(Saved data entries)

PR #2585, opened 2026-09-10
fix(consensus): drop and reject a foreign proposal that fails to process while proposing

sdbondi:
_Posted by Claude._

Raised in review of #2573 and confirmed by a consensus audit. Third and last instance of the class #2573 and #2574 closed: the proposer committing to state a replica will not reproduce.

## Problem

`Command::ForeignProposal` atoms are inserted into `commands` (`on_propose.rs:399-410`) *before* the proposals are processed. The failure arm logged and `continue`d:

```rust
warn!(target: LOG_TARGET, "Failed to process foreign proposal: {}. Not proposing...", err);
// TODO: should mark as invalid?
continue;
```

The atom had already shipped, so the log was untrue. Three consequences, each needing its own handling:

**The partial change set.** `process_foreign_block` writes transaction updates and pledges as it iterates (`add_transaction_execution`, `set_next_transaction_update`) and can return an error part-way. Before #2573 the drain discarded that; since #2573 the transaction loop reads it via `apply_transaction_update`, so half-applied state now shapes the emitted atoms.

**The atom.** The rejected proposal's command sits in a block whose commands were derived from state the block does not describe.

**The record.** This is the one that turns a wasted slot into a stall. `foreign_proposals_get_all_new` (`state_store_rocksdb/src/reader.rs:579-624`) excludes a proposal only when `ProposedInBlockIndex` has an entry against a block in the pending chain. That entry is written by `set_foreign_proposal_proposed_in`, which the replica calls only on success; the failure arm returns `NoVoteReason::ForeignProposalProcessingFailed`. And `ProposedBlockChangeSet::save` (`block_change_set.rs:442-454`) early-returns on `no_vote_reason`, writing the diagnostic and nothing else. The leader's own change set is never saved either.

So no block that fails this way records the proposal as proposed. It stays in the unconfirmed index, the next leader's batch selects it again, the same deterministic failure repeats, and another unvotable block ships. The record clears only when a block containing it commits — exactly what cannot happen. There is no self-clearing path, and the epoch guard does not provide one: `get_all_new` breaks only on `epoch > locked.epoch`, so an older-epoch proposal stays selectable across a rollover.

## Fix

- **Snapshot and restore.** Clone the change set before any foreign proposal is applied; restore it on failure so no partial state reaches the transaction commands. One clone per proposal, not per foreign proposal.
- **Drop the atoms.** Remove every `ForeignProposal` command when one is rejected. The restored change set carries none of their effects, so none may be proposed. They keep their `New` status and are proposed again next round.
- **Reject the record.** Return the rejected block ids to the caller — which holds the write transaction, the same pattern already used for `lock_conflicts` and `executed_transactions` — and mark them `Invalid`. `Invalid` is not `is_unconfirmed`, so `foreign_proposals_set_status` deletes the `UnconfirmedIndex` entry and the batch query stops returning it.

Only a **validation** failure condemns a proposal: that is a property of the proposal itself, so every replica reaches it too. A storage or epoch-manager error says nothing about the proposal and must not permanently discard a valid one, so it propagates and the next round retries. This mirrors `on_receive_local_proposal.rs:245-257`, which already discriminates on `err.validation_error()` for the same decision.

`process_foreign_block` only ever *reads* the substate store (`foreign_proposal_processor.rs:212` is its sole use), so no store rollback is needed.

## Scope

Marking `Invalid` is a local decision, so each leader that selects a bad proposal rejects it once. The stall is bounded by (bad proposals x committee size) instead of unbounded, since one leader condemns one proposal per round.

One narrower path stays open and is out of scope here: foreign proposals are only processed when `batch.transactions` is non-empty, so a leader with an empty batch still proposes them unprocessed and never learns they are bad. That block is still unvotable, but the loop breaks as soon as any leader has transactions in its batch — the same condition under which the stall was described. Closing it means processing proposals even with no transactions to propose, which changes what work a proposal costs and deserves its own diff.

## Testing

- `cargo test -p consensus_tests` — 68 passed, 0 failed.
- `cargo test -p tari_consensus --lib` — 22 passed, 0 failed.
- `cargo lints clippy -p tari_consensus -p tari_ootle_storage --all-targets` — clean.
- New test `a_rejected_proposal_leaves_the_unconfirmed_set` pins the property the third part depends on: `Invalid` must not be `is_unconfirmed`, since that is exactly what makes `foreign_proposals_set_status` delete the index entry that `get_all_new` iterates.

No end-to-end test. Reaching the failure arm needs a foreign proposal that passes receipt validation and then fails processing, which the harness has no way to inject; a test that faked it would exercise the fake and not the path. The unit test pins the storage property, and the rest of the change is verified by reading.

## Compatibility

Proposer-side only. Replica evaluation is untouched, no format or hash inputs move, and the only blocks whose content changes are ones no honest replica votes for. Mixed fleet needs no coordination.

### DIFF
--- a/crates/consensus/src/hotstuff/on_propose.rs
+++ b/crates/consensus/src/hotstuff/on_propose.rs
@@ -11,7 +11,15 @@ use std::{
 use log::*;
 use ootle_byte_type::ToByteType;
 use tari_common_types::types::FixedHash;
-use tari_consensus_types::{Decision, HighPc, HighestSeenBlock, LeafBlock, ProposalCertificate, TimeoutCertificate};
+use tari_consensus_types::{
+    BlockId,
+    Decision,
+    HighPc,
+    HighestSeenBlock,
+    LeafBlock,
+    ProposalCertificate,
+    TimeoutCertificate,
+};
 use tari_crypto::tari_utilities::epoch_time::EpochTime;
 use tari_engine_types::commit_result::RejectReason;
 use tari_epoch_manager::EpochManagerReader;
@@ -37,6 +45,7 @@ use tari_ootle_storage::{
         EvictNodeAtom,
         ForeignProposal,
         ForeignProposalRecord,
+        ForeignProposalStatus,
         LockedEpoch,
         PendingShardStateTreeDiff,
         TransactionAtom,
@@ -85,6 +94,9 @@ struct NextBlock {
     foreign_proposals: Vec<ForeignProposal>,
     executed_transactions: HashMap<TransactionId, TransactionExecution>,
     lock_conflicts: TransactionLockConflicts,
+    /// Foreign proposals this node rejected while proposing. Recorded by the caller, which holds the write
+    /// transaction, so that they leave the unconfirmed index and are not selected into a later block.
+    invalid_foreign_proposals: Vec<BlockId>,
 }
 
 #[derive(Debug, Clone)]
@@ -185,9 +197,21 @@ where TConsensusSpec: ConsensusSpec
                     foreign_proposals,
                     executed_transactions,
                     lock_conflicts,
+                    invalid_foreign_proposals,
                 } = next_block;
 
                 lock_conflicts.save_for_block(tx, next_block.id())?;
+
+                // Invalid leaves the unconfirmed index, so a proposal rejected here is not selected into a
+                // later block. Selection is what makes such a failure repeat: the batch query returns every
+                // proposal still in that index, and a validation failure is deterministic across leaders.
+                for block_id in invalid_foreign_proposals {
+                    warn!(
+                        target: LOG_TARGET,
+                        "⚠️ Marking foreign proposal {block_id} invalid: it failed validation while proposing"
+                    );
+                    ForeignProposalRecord::set_status_by_id(tx, &block_id, ForeignProposalStatus::Invalid, None)?;
+                }
 
                 // Add executions for this block
                 if !executed_transactions.is_empty() {
@@ -413,6 +437,7 @@ where TConsensusSpec: ConsensusSpec
 
         // NOTE: the block for the change set is not used.
         let mut change_set = ProposedBlockChangeSet::new(start_of_chain_block.as_leaf());
+        let mut invalid_foreign_proposals = Vec::new();
 
         // No need to include evidence from justified block if no transactions are included in the next block
         if !batch.transactions.is_empty() {
@@ -423,27 +448,49 @@ where TConsensusSpec: ConsensusSpec
             // TODO: we dont need to process transactions here that are not in the batch
             process_newly_justified_block(tx, &justify_block, high_qc_id, local_committee_info, &mut change_set)?;
 
+            // A failed `process_foreign_block` leaves whatever it wrote before the error behind, and the
+            // transaction commands below are derived from the change set, so that partial state would shape
+            // atoms no replica reproduces. Restoring this snapshot is what keeps a rejected foreign proposal
+            // from reaching them.
+            let change_set_before_foreign_proposals = change_set.clone();
+
             for fp in &batch.foreign_proposals {
                 // Resolves pending transaction pool records along the chain up to this block, so it must be
                 // the anchor the substate store this call also writes to is built on: the justify block
                 // under a dummy chain, the extended leaf otherwise. A replica passes the block it is
                 // evaluating, whose parent chain runs back through any dummies to the justify block.
-                if let Err(err) = process_foreign_block(
+                let Err(err) = process_foreign_block(
                     tx,
                     &state_anchor_leaf,
                     fp,
                     local_committee_info,
                     &mut substate_store,
                     &mut change_set,
-                ) {
-                    warn!(
-                        target: LOG_TARGET,
-                        "Failed to process foreign proposal: {}. Not proposing...",
-                        err
-                    );
-                    // TODO: should mark as invalid?
+                ) else {
                     continue;
-                }
+                };
+
+                // A validation failure is a property of the proposal itself, so every replica reaches it too
+                // and the block cannot be voted for. Anything else (storage, epoch manager) says nothing
+                // about the proposal and must not condemn it — abandon the proposal and let the next round
+                // retry.
+                let Some(validation_err) = err.validation_error() else {
+                    return Err(err);
+                };
+
+                warn!(
+                    target: LOG_TARGET,
+                    "⚠️❌ Foreign proposal {} failed validation while proposing: {validation_err}. Marking it \
+                     invalid and dropping every foreign proposal from this block.",
+                    fp.to_atom().block_id,
+                );
+
+                invalid_foreign_proposals.push(fp.to_atom().block_id);
+                change_set = change_set_before_foreign_proposals;
+                // The proposals already applied to the discarded change set are not re-applied, so none of
+                // them may be proposed here. They keep their `New` status and are proposed again next round.
+                commands.retain(|cmd| !matches!(cmd, Command::ForeignProposal(_)));
+                break;
             }
 
             // Add all (ABORT) executions that may have resulted from foreign proposals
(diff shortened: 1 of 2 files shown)


sdbondi (commented):
_Posted by Claude._

The three-part diagnosis holds up and I verified the load-bearing claims: `process_foreign_block` really does only read the substate store (`foreign_proposal_processor.rs:212` is its sole use), so no store rollback is needed; `ProposedBlockChangeSet` is `derive(Clone)` over owned collections, so the snapshot is a genuine deep copy; the snapshot is taken after `process_newly_justified_block`, and `BlockHeader::create_unsigned` hashes the post-`retain` `commands`, so the header and the emitted atoms agree with the restored change set; and the index mechanics are as described (`state_store_rocksdb/src/writer.rs:592-600` drops the `UnconfirmedIndex` entry when the status leaves the unconfirmed set, which is what `reader.rs:596-620` iterates).

One blocking problem, in the error discrimination rather than in the snapshot/restore.

## Blocking

### `return Err(err)` on a non-validation error puts the validator to sleep, and two of the reachable ones are decided by remote content

`on_propose.rs:477-479` propagates anything that is not a `ProposalValidationError`. Follow that error out: `build_next_block` → `on_propose::handle` → `worker.rs:472-475` calls `on_failure`, which stops the pacemaker and publishes `HotstuffEvent::Failure` → `state_machine/worker.rs:112-115` transitions to `ConsensusState::Sleeping`. This is not a skipped slot; consensus stops on this node.

Two errors reachable from `process_foreign_block` are not `ProposalValidationError` but *are* pure functions of the foreign proposal's content:

- `HotStuffError::ForeignNodeOmittedTransactionPledges` — `foreign_proposal_processor.rs:668`, raised when the foreign shard group's block pledge omits pledges the local stage requires.
- `HotStuffError::InvariantError` for a missing justify QC — `foreign_proposal_processor.rs:448-454` (and the sibling at `:176-182`), whose own message says "this should have been rejected by validations".

Before this diff both were `warn!` + `continue`. Now a foreign shard group that ships a proposal with omitted pledges — bug or malice — parks the local validator. Worse, it does not self-clear: the record is marked neither `Invalid` nor `Proposed`, so on Resume the batch selects it again and the node sleeps again. That is the same unbounded loop the PR sets out to close, with a strictly worse symptom than the one it replaces.

The precedent cited in the description does not carry the decision. `on_receive_local_proposal.rs:245-257` discriminates on `validation_error()` to choose between *no-voting* and propagating on a block that has already arrived. The propose-side analogue of "no-vote" is "do not ship the atom", not "leave consensus". And the replica path this proposal must stay symmetrical with, `on_ready_to_vote_on_local_block.rs:1597-1616`, deliberately no-votes on *every* error from `process_foreign_block`, with an explicit `TODO: split validation errors from HotStuff errors so that we can selectively crash or not vote` — the split this diff relies on does not exist yet in the error type.

Suggested shape: make the drop-and-restore unconditional on any error from `process_foreign_block` (that half is safe for every error class, and it is the part that actually keeps unvotable blocks off the wire), and gate only the `Invalid` marking on `err.validation_error()`. A proposal that hits `ForeignNodeOmittedTransactionPledges` then costs its foreign proposals one round instead of costing the node its consensus loop, and the block still ships and is still votable. If some error class genuinely must propagate, it should be an explicit allowlist of local-resource failures, not "everything that is not `ProposalValidationError`".

For what it is worth, `ForeignNodeOmittedTransactionPledges` looks misfiled — it is a statement about the proposal, so moving it under `ProposalValidationError` would make both this call site and the replica's future split fall out correctly. That is a larger change than this PR needs, so the allowlist is the cheaper fix here.

## Non-blocking

### The condemned proposal is still broadcast to the whole local committee

`on_propose.rs:695` returns `batch.foreign_proposals` unchanged, and `broadcast_local_proposal` (`:264`) attaches all of them to the `ProposalMessage`. Two consequences. First, the block now contains no `ForeignProposal` command referencing any of them, so they are dead weight on the wire. Second, on any replica that has not already recorded the proposal, `on_receive_local_proposal.rs:227-256` runs `validate_and_save` and stores it as `New` — receipt validation passes, since it is *processing* that fails — which puts it straight into that replica's unconfirmed index. The leader condemns the proposal locally and re-seeds it to the committee in the same message. It works against the committee-size bound the Scope section argues for. Returning only the proposals whose atoms survived in `commands` costs a filter.

### The snapshot clone is unconditional

`on_propose.rs:455` deep-copies the whole change set on every propose that has transactions, including the common case where `batch.foreign_proposals` is empty and nothing can ever restore it. The change set at that point holds whatever `process_newly_justified_block` wrote, and the memory guards in `block_change_set.rs:47-53` put the ceiling at 100k substate locks and 10k block-diff changes. `let snapshot = (!batch.foreign_proposals.is_empty()).then(|| change_set.clone());` keeps the one-clone-per-proposal property and skips it entirely when there is nothing to protect.

## Nits

- `on_propose.rs:462-471`: `let Err(err) = … else { continue; };` inverts the usual reading for no gain — the block ends in `break`, so `if let Err(err) = … { …; break; }` is the same control flow in the surrounding idiom.
- `foreign_proposal.rs:511-525`: the test asserts variant properties in the same file as the enum, but the behaviour its doc comment describes — `foreign_proposals_set_status` deleting the `UnconfirmedIndex` entry — lives in `state_store_rocksdb/src/writer.rs:592-600` and stays uncovered. Fine as a tripwire against someone adding `Invalid` to `is_unconfirmed`; the comment claims more than the assertions check.
- `break` at `on_propose.rs:493` condemns only the first failing proposal per round, so *n* bad proposals take *n* rounds per leader. The Scope section's bound is really (bad proposals x committee size), not committee size.

## Sound

- Restricting `Invalid` to `validation_error()` is right for the two sites that can produce one: `foreign_proposal_processor.rs:168` and `:441` are both `ForeignInvalidPledge` on "no evidence for its own shard group", a pure function of the proposal, so every leader reaches the same verdict. `get_or_sequence_transaction` returns `Ok(None)` rather than an error for the local-state cases (unsequenced, finalized, unknown), so a node that is merely behind cannot condemn a good proposal.
- Condemning is not destructive: `set_status_by_id` keeps the record, and `on_ready_to_vote_on_local_block.rs:1588` only rejects `Confirmed`, so if another leader does get the same proposal into a committed block this node still processes it from there.
- Restoring the snapshot discards the successful proposals' effects along with the failed one, and `retain` drops all their atoms to match. Correct, and the alternative (keeping the prefix) would need a per-proposal clone.

sdbondi (commented):
Makes sense

sdbondi (commented):
_Posted by Claude._

Re-reviewed at `a12eb98`. All findings resolved; CI green (clippy, all three test shards, integration test, fmt, ledger app, web ui build).

**Blocking item — fixed.** `return Err(err)` is gone from `on_propose.rs`. Every error class from `process_foreign_block` now takes the same path — restore the snapshot, `retain` the `ForeignProposal` commands out, `break` — and only `err.validation_error().is_some()` pushes onto `invalid_foreign_proposals`. A `ForeignNodeOmittedTransactionPledges` or a missing-justify-QC `InvariantError` from a remote committee now costs this block its foreign proposals instead of routing through `on_failure` into `ConsensusState::Sleeping`, and the block that ships is still votable because it carries no atom for them.

**Attached proposals — fixed.** `dropped_foreign_proposals` gates `NextBlock.foreign_proposals` to `Vec::new()`. Since the drop removes *every* `ForeignProposal` command, clearing the whole vector is the exact complement — nothing the block references is withheld, and a proposal this node just condemned is no longer handed to replicas for `validate_and_save` to store as `New`.

**Conditional snapshot — fixed.** `(!batch.foreign_proposals.is_empty()).then(|| change_set.clone())` skips the deep copy on the common path. The `.take().expect(...)` is sound: the snapshot is `Some` whenever the loop body can run at all, and the `break` immediately after means it is taken at most once.

Both nits applied. The remaining one — `break` condemning only the first bad proposal per round — is unchanged and fine as is.

The properties I checked on the first pass still hold at this head: `process_foreign_block` only reads the substate store, so no store rollback is needed; the snapshot sits after `process_newly_justified_block` and `BlockHeader::create_unsigned` hashes the post-`retain` `commands`, so header and atoms agree; and `Invalid` is reachable only from the two `ForeignInvalidPledge` sites, both pure functions of proposal content, with the record kept rather than deleted so another leader's committed block can still resolve it.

→ **Description of the task**
Write out exactly the lines between the start of the entries and the line containing "The atom had", including that line and the first one.

→ **Response below**
PR #2585, opened 2026-09-10
fix(consensus): drop and reject a foreign proposal that fails to process while proposing

sdbondi:
_Posted by Claude._

Raised in review of #2573 and confirmed by a consensus audit. Third and last instance of the class #2573 and #2574 closed: the proposer committing to state a replica will not reproduce.

## Problem

`Command::ForeignProposal` atoms are inserted into `commands` (`on_propose.rs:399-410`) *before* the proposals are processed. The failure arm logged and `continue`d:

```rust
warn!(target: LOG_TARGET, "Failed to process foreign proposal: {}. Not proposing...", err);
// TODO: should mark as invalid?
continue;
```

The atom had already shipped, so the log was untrue. Three consequences, each needing its own handling:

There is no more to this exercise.